A small laugh escaped her lips. At the same time an unbidden tear rolled down her face.
‘Oh, Roland, I don’t know where to begin! Fear of pain, death, but most importantly fear that I would disappear inside myself and never resurface. I don’t know where I have gone, you see. I don’t know where the person that used to be me is any more. It’s as if I have become nothing, like I have been living outside of society even though I am within it. My life has felt so inconsequential, as if it doesn’t matter what happens to me. I have become invisible. Very often I speak but no one hears me. Earlier today something happened that changed me, Roland. I can’t say that it was a big, momentous or even a particularly memorable thing, but something happened and I knew that I had had enough. It was time, it was my time.’
He contemplated her words and decided not to ask just yet what that ‘something’ was that had changed her.
‘You need to consider what you are saying, Kathryn. I want you to think very, very carefully about what you say and who you say it to. Your words and actions from now on can dramatically affect how things turn out for you. Every scrap of information that leaves your mouth will be recorded and will affect your future.’
Again the small laugh.
‘Oh my goodness, Roland. My future? That’s another funny thing: the fact is I don’t have to think about anything very carefully now. I’ve already thought about it. I’ve had years to think about it.’

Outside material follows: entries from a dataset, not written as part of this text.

PR #555, opened 2020-01-16
Remove Shields from brave-ui

cezaraugusto:
> Note: Shields theme left un-removed until we define a good place for it in brave-core.

_ciao_ Shields :)


cezaraugusto:
I am hitting the merge button since this change doesn't affect existing functionality and is only removing dead code. I did a manual test in brave-core, and it builds and runs as expected. Also, CI is green.

PR #558, opened 2020-03-23
Add icons for "credit card" and "add"

zenparsing:
## Changes

Adds credit card and "add" (plus) icons for use in SKU work.

- 

## Integration
  

src/components/icons/index.tsx
```diff
@@ -17,6 +17,7 @@ function RotatedIconComponent (
 }
 
 // simple
+export { default as Add } from './add'
```
NejcZdovc: Maybe this should be plus instead of add, also it needs Icon at the end

zenparsing: Fixed

PR #589, opened 2021-06-08
adds v2 icons to story and generator

AlanBreck:
This is a temporary fix in order to add v2 icons (currently only used in search) to the icons story book.

NOTE: that the icon sprite aspect assumes the source folder contains ALL icons (not just updated ones) and overwrites the existing `brave-icons-svg.js` file. This ONLY impacts `v2` icons.


andikaleonardo (approved):
gg

andikaleonardo (approved):

src/components/icons_v2/Done.tsx
```diff
@@ -0,0 +1,19 @@
...
+/* This Source Code Form is subject to the terms of the Mozilla Public
+* License. v. 2.0. If a copy of the MPL was not distributed with this file.
+* You can obtain one at http://mozilla.org/MPL/2.0/. */
+
+import * as React from 'react'
+import GenerateComponentForGraphic from '../icon-template'
+
+// Direct access to SVG
+export const Graphic = (
+<svg xmlns='http://www.w3.org/2000/svg' viewBox='0 0 25 24'>
```
petemill, line 12: hmm, so most (all?) of these viewBoxes are 25x24, but we're rendering them in a 32x32 svg. Actually what are we doing with that icon template? I just noticed it's 2 layers of svg, seems like it's rendering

Roland paused and weighed up the options, trying to decide on the best course of action. His eyes widened suddenly. There was one possible way out for the headmaster’s wife.
‘I think it would be a good idea for you to see a doctor, Kathryn. For your own good.’
‘Ah, yes! A psychiatrist, I assume? That would be fine. You will see that I am very good at acting on suggestions, agreeing with statements and following orders. In fact, I can’t tell the difference between them any more! But I should warn you that after careful assessment and diagnosis, he or she will write you a long-winded, expensive report that will tell you I am one hundred per cent sane, rational and in full control of all my faculties. The fact is, I acted alone and with complete know ledge and understanding of both my actions and their consequences. But you go ahead; get this confirmed by someone with a
gilt-framed
certificate hanging behind their comfy swivel chair, if it makes it easier for you.’
‘It’s not about what is easier for
me
! Jesus Christ, Kathryn, I can only assume that you have had some kind of breakdown and that your actions are the result of some form of madness, temporary or otherwise.’
She laughed then.
‘Temporary or otherwise? I like that. The fact is, Roland, I am speaking the truth and I do so from a lucid mind. Can I tell you something?’
He prayed for some revealing rationale, a fact or piece of trivia, anything.
‘Yes, yes of course.’
‘There have been times over the last two decades when I could quite easily have lost my marbles, times when things felt so bleak and sad that I wondered if it wouldn’t be easier to let myself sink into depression and opt out. Two things stopped me from giving in to that, Roland, no matter how tempting. Dominic and Lydia. They have been my reasons for keeping sane and keeping going. I would have been no use to them if I’d gone a bit loopy. It’s been a battle, though, I can’t say it hasn’t. I would stare at my distraught face in the mirror day after day and wonder how long I could keep up the pretence. Turns out for quite a while!’